Dive into Deep Learning
Table Of Contents
Dive into Deep Learning
Table Of Contents

Fine Tuning

In earlier chapters, we discussed how to train models on the Fashion-MNIST training data set, which only has 60,000 images. We also described ImageNet, the most widely used large-scale image data set in the academic world, with more than 10 million images and objects of over 1000 categories. However, the size of data sets that we often deal with is usually larger than the first, but smaller than the second.

Assume we want to identify different kinds of chairs in images and then push the purchase link to the user. One possible method is to first find a hundred common chairs, take one thousand different images with different angles for each chair, and then train a classification model on the collected image data set. Although this data set may be larger than Fashion-MNIST, the number of examples is still less than one tenth of ImageNet. This may result in the overfitting of the complicated model applicable to ImageNet on this data set. At the same time, because of the limited amount of data, the accuracy of the final trained model may not meet the practical requirements.

In order to deal with the above problems, an obvious solution is to collect more data. However, collecting and labeling data can consume a lot of time and money. For example, in order to collect the ImageNet data sets, researchers have spent millions of dollars of research funding. Although, recently, data collection costs have dropped significantly, the costs still cannot be ignored.

Another solution is to apply transfer learning to migrate the knowledge learned from the source data set to the target data set. For example, although the images in ImageNet are mostly unrelated to chairs, models trained on this data set can extract more general image features that can help identify edges, textures, shapes, and object composition. These similar features may be equally effective for recognizing a chair.

In this section, we introduce a common technique in transfer learning: fine tuning. As shown in Figure 9.1, fine tuning consists of the following four steps:

  1. Pre-train a neural network model, i.e. the source model, on a source data set (e.g., the ImageNet data set).
  2. Create a new neural network model, i.e. the target model. This replicates all model designs and their parameters on the source model, except the output layer. We assume that these model parameters contain the knowledge learned from the source data set and that this knowledge will be equally applicable to the target data set. We also assume that the output layer of the source model is closely related to the labels of the source data set and is therefore not used in the target model.
  3. Add an output layer whose output size is the number of target data set categories to the target model, and randomly initialize the model parameters of this layer.
  4. Train the target model on a target data set, such as a chair data set. We will train the output layer from scratch, while the parameters of all remaining layers are fine tuned based on the parameters of the source model.
Fine.tuning..

Fine.tuning..

Hot Dog Recognition

Next, we will use a specific example for practice: hot dog recognition. We will fine tune the ResNet model trained on the ImageNet data set based on a small data set. This small data set contains thousands of images, some of which contain hot dogs. We will use the model obtained by fine tuning to identify whether an image contains a hot dog.

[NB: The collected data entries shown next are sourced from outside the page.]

PR #6411, opened 2017-10-23
Add tirmite

Adamtaranto:

### DIFF
--- a/recipes/tirmite/build.sh
+++ b/recipes/tirmite/build.sh
@@ -1,3 +1,3 @@
 #!/bin/bash
 
-$PYTHON setup.py install
+$PYTHON setup.py install --single-version-externally-managed --record=record.txt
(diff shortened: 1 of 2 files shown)


recipes/tirmite/build.sh
```diff
@@ -0,0 +1,3 @@
+#!/bin/bash
+
+$PYTHON setup.py install
```
druvus: Please update it to `$PYTHON setup.py install --single-version-externally-managed --record=record.txt`.

Adamtaranto: Fixed in latest commit

Adamtaranto: Not sure why linux build test is failing

druvus: I fixed the linux build. The issue was that libgcc was in the build reqs section instead of run reqs. Just need to wait for the osx travis build to finish.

First, import the packages and modules required for the experiment. Gluon’s model_zoo package provides a common pre-trained model. If you want to get more pre-trained models for computer vision, you can use the GluonCV Toolkit[1].

In [1]:
%matplotlib inline
import gluonbook as gb
from mxnet import gluon, init, nd
from mxnet.gluon import data as gdata, loss as gloss, model_zoo
from mxnet.gluon import utils as gutils
import os
import zipfile

Get the Data Set

The hot dog data set we use was taken from online images and contains 1,400 positive images containing hot dogs and same number of negative images containing other foods. 1,000 images of various classes are used for training and the rest are used for testing.

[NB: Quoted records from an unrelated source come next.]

PR #6414, opened 2017-10-23
lint setuptools args: recipes "c"

mbargull:

Lint fixes and cleanup.

### DIFF
--- a/recipes/chainmap/meta.yaml
+++ b/recipes/chainmap/meta.yaml
@@ -8,6 +8,8 @@ source:
   md5: 2ddf536db921c82c9559791047b88caf
 
 build:
+  # Skip builds since it is most likely not needed for Python 3.
+  # Before enabling those builds, rather consider to move the package to conda-forge.
   skip: True # [py3k]
   number: 0
 
--- a/recipes/chainmap/meta.yaml
+++ b/recipes/chainmap/meta.yaml
@@ -8,15 +8,16 @@ source:
   md5: 2ddf536db921c82c9559791047b88caf
 
 build:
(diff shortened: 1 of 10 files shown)


recipes/chainmap/meta.yaml
```diff
@@ -8,16 +8,15 @@ source:
   md5: 2ddf536db921c82c9559791047b88caf
 
 build:
-  skip: True # [py3k]
-  number: 0
+  number: 1
```
bgruening: It looks like this recipe has skipped python3 intentionally.

mbargull: Yes, but I could see any reason why from the Python package's perspective, which should support any Python version. Maybe it was skipped because it should actually not be needed for `python >=3.3`, having `collections.ChainMap`?
If it's necessary/reasonable (for BioConda) to avoid those extra builds, I can restore the `skip`.

johanneskoester: We should add a lint that requires an explanatory comment for such skips...

The reason you guess seems to be right. I think we should keep the skip for now, and move the package to conda-forge at some point.

mbargull: Regarding the explanations: yes, please! I was actually planning to open one or more issues/discussing about that in the bioconda-utils repository.

Otherwise, yes, this package should at some point be moved to conda-forge. I'll restore the skip for now by reverting 26f4b52b367a4fa982f1002b11d23e3bc86da943.

mbargull: Done.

We first download the compressed data set to the path ../data. Then, we unzip the downloaded data set in this path and get two folders, hotdog/train and hotdog/test. Both folders have hotdog and not-hotdog category subfolders, each of which has corresponding image files.

In [2]:
data_dir = '../data'
base_url = 'https://apache-mxnet.s3-accelerate.amazonaws.com/'
fname = gutils.download(
    base_url + 'gluon/dataset/hotdog.zip',
    path=data_dir, sha1_hash='fba480ffa8aa7e0febbb511d181409f899b9baa5')
with zipfile.ZipFile(fname, 'r') as z:
    z.extractall(data_dir)
Downloading ../data/hotdog.zip from https://apache-mxnet.s3-accelerate.amazonaws.com/gluon/dataset/hotdog.zip...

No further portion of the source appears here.